Data supplied:
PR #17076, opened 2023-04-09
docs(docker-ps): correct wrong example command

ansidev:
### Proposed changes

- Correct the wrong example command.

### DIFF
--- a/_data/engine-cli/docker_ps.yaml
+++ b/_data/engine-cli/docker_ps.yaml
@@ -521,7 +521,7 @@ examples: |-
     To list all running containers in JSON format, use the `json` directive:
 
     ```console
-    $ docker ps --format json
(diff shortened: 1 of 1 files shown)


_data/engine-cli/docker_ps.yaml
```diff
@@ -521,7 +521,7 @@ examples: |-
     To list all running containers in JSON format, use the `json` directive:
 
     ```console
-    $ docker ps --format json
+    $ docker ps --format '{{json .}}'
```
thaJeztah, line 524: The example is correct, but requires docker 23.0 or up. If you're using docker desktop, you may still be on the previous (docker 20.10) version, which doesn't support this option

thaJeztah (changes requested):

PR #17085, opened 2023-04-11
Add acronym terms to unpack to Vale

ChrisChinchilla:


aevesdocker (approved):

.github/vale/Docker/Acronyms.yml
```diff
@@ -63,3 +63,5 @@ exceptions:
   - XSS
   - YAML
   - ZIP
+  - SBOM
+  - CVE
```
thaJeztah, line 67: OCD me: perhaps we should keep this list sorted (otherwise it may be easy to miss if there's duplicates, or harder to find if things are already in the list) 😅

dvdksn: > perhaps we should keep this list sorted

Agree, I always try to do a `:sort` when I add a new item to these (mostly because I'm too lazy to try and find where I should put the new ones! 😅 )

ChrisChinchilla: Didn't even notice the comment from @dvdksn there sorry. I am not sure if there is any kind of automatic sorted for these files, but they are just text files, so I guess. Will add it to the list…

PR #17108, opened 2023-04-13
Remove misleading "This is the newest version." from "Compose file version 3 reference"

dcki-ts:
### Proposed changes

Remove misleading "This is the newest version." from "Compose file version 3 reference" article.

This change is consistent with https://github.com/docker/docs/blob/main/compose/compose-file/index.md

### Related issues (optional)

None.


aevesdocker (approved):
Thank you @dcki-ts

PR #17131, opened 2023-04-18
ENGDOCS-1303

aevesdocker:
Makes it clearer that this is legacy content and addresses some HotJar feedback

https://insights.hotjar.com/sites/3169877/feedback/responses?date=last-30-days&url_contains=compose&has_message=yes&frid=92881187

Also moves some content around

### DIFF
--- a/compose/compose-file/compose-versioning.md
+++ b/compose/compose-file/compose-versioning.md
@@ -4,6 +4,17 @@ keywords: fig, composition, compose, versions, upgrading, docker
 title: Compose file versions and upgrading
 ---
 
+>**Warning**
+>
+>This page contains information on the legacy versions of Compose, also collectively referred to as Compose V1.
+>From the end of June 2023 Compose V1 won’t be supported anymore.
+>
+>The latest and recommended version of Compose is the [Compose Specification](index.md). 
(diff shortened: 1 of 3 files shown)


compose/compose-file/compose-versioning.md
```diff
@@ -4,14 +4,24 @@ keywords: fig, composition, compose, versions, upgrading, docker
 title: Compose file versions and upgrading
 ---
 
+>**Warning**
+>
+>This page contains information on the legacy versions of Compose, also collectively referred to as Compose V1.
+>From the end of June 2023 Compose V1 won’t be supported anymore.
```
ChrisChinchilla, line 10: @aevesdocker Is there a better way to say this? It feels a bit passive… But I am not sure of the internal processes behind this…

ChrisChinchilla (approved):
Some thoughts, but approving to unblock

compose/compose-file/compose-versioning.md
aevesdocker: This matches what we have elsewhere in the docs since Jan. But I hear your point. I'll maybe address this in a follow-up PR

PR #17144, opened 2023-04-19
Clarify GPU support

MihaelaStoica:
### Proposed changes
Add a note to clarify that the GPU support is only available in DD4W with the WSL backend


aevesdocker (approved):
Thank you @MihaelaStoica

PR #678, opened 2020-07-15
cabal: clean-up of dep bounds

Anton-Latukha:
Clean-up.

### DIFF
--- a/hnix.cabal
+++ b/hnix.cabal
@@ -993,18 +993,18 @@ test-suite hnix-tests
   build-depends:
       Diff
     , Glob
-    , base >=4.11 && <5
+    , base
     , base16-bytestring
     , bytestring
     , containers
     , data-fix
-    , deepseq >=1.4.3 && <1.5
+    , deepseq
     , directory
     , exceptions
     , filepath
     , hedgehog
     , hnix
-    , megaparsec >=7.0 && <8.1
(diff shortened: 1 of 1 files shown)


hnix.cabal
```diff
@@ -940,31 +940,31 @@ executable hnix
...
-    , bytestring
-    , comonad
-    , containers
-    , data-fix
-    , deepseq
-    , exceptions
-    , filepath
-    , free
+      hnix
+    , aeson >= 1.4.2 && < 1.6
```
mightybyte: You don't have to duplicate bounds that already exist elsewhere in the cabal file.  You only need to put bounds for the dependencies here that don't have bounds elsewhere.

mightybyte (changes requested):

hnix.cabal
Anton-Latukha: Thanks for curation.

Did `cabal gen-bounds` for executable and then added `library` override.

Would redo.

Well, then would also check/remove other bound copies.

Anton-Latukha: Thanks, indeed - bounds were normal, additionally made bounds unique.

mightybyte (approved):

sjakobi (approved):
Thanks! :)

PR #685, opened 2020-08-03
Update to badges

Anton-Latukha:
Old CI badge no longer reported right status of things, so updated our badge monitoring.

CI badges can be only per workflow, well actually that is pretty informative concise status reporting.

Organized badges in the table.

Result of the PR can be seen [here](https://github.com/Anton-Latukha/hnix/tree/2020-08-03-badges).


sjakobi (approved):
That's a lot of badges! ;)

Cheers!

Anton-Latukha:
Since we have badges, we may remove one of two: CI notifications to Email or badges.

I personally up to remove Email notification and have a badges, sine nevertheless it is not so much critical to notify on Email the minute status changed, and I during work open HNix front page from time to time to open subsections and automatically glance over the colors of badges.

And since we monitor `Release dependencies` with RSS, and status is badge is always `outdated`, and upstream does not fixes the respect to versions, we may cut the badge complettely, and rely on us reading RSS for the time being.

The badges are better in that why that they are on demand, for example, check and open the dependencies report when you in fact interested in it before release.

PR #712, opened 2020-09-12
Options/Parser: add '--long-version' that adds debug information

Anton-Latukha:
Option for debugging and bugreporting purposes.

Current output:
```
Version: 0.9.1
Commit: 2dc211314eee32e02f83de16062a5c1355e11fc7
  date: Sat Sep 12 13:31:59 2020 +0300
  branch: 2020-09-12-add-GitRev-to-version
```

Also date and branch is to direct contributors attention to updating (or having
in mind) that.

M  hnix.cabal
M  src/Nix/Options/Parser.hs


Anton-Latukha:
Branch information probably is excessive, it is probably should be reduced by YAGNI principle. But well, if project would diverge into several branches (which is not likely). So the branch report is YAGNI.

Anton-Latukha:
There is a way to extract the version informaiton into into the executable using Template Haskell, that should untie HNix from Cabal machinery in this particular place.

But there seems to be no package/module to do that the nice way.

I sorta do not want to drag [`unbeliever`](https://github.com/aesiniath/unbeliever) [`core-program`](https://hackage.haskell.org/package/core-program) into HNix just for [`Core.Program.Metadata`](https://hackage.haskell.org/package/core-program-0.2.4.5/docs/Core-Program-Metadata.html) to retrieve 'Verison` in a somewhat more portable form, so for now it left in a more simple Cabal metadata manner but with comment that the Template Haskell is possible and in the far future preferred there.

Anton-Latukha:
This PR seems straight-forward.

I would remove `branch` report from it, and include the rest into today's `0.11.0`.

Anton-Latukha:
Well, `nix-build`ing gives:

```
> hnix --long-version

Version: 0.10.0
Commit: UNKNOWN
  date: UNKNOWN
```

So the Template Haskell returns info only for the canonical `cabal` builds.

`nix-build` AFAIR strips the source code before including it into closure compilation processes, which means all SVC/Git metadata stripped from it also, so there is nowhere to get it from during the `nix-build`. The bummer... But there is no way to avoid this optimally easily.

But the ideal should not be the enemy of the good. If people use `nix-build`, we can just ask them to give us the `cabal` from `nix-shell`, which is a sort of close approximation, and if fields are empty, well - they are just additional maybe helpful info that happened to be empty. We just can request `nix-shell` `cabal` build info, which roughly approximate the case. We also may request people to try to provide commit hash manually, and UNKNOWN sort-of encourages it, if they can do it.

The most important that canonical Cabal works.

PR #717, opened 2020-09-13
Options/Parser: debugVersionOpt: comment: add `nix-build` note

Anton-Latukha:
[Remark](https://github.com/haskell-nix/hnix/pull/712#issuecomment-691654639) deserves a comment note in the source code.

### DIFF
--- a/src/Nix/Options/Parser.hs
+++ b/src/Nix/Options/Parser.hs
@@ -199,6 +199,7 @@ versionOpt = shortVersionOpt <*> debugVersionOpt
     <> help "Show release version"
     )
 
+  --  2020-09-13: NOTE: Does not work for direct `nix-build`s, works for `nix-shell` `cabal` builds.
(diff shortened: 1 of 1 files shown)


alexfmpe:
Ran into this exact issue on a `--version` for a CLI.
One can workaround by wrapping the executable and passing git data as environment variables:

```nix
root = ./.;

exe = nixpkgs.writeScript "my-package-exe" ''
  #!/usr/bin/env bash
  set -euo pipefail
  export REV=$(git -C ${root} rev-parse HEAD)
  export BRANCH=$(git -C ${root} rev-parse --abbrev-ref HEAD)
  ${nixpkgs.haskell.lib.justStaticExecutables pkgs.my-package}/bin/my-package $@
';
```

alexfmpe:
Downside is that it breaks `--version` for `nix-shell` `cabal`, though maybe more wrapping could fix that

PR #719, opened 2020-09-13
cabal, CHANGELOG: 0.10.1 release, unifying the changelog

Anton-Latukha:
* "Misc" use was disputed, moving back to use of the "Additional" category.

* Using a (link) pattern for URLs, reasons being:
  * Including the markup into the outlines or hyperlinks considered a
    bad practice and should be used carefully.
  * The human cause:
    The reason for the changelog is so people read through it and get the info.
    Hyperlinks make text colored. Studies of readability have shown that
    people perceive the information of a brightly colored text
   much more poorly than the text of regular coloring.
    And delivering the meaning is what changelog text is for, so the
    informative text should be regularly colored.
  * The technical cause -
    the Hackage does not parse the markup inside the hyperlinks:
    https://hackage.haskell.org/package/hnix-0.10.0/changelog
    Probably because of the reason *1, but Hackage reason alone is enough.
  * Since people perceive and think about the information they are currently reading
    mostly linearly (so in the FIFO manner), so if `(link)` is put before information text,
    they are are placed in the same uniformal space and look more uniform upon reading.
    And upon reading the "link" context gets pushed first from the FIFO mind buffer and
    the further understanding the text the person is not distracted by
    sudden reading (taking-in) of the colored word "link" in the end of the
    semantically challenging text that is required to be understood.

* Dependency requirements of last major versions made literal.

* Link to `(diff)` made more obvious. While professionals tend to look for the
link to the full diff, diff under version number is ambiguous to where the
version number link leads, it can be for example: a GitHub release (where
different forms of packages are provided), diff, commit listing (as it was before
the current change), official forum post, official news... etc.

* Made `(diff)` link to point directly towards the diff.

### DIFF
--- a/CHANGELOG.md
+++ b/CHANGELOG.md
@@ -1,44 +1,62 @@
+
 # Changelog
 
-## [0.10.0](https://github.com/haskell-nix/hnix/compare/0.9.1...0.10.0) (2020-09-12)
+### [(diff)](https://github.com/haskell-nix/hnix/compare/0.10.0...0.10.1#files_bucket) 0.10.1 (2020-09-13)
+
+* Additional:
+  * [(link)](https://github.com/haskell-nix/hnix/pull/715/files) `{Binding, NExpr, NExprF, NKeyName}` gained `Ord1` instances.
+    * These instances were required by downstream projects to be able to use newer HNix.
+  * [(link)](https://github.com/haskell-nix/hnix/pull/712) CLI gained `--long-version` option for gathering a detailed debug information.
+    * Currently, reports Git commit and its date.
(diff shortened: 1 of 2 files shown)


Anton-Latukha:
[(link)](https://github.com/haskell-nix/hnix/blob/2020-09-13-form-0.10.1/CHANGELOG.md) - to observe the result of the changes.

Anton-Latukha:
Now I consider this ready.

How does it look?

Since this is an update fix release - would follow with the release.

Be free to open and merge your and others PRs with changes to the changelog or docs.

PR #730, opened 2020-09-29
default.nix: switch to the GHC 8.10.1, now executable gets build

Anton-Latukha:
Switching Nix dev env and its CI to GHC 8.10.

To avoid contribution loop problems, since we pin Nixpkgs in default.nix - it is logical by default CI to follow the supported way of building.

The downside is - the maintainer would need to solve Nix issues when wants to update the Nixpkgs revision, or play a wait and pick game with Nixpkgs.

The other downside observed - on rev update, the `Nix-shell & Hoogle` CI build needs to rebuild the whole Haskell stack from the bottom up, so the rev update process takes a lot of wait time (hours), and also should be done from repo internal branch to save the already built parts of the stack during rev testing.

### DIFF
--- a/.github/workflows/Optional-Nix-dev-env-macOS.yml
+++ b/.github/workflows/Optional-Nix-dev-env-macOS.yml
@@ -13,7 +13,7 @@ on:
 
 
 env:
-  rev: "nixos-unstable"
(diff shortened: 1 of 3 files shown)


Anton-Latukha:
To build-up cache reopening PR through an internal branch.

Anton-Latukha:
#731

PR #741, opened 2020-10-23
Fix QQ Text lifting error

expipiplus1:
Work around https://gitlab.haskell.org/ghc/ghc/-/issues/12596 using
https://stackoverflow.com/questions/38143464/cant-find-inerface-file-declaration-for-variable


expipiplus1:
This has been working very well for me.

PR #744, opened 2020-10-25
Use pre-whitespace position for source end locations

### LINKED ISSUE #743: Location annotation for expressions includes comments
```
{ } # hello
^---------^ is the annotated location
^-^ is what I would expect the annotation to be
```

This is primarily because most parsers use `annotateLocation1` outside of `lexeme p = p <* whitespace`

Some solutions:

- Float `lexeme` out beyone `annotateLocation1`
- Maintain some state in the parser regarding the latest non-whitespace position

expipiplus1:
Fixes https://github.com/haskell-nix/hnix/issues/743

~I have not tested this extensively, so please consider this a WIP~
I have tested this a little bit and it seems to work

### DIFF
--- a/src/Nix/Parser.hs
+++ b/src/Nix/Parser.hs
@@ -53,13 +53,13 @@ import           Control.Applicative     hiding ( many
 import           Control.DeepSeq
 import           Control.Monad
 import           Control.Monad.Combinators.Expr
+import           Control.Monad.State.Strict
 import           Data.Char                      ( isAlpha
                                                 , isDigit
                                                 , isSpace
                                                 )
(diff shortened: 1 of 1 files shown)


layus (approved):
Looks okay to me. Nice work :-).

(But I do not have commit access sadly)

Goal of the exercise:
Using the data above, reproduce exactly the lines from the line that contains "megaparsec >=7.0 && <8.1" through the line that contains "Well, then would", including both.

Solved problem:
-    , megaparsec >=7.0 && <8.1
(diff shortened: 1 of 1 files shown)


hnix.cabal
```diff
@@ -940,31 +940,31 @@ executable hnix
...
-    , bytestring
-    , comonad
-    , containers
-    , data-fix
-    , deepseq
-    , exceptions
-    , filepath
-    , free
+      hnix
+    , aeson >= 1.4.2 && < 1.6
```
mightybyte: You don't have to duplicate bounds that already exist elsewhere in the cabal file.  You only need to put bounds for the dependencies here that don't have bounds elsewhere.

mightybyte (changes requested):

hnix.cabal
Anton-Latukha: Thanks for curation.

Did `cabal gen-bounds` for executable and then added `library` override.

Would redo.

Well, then would also check/remove other bound copies.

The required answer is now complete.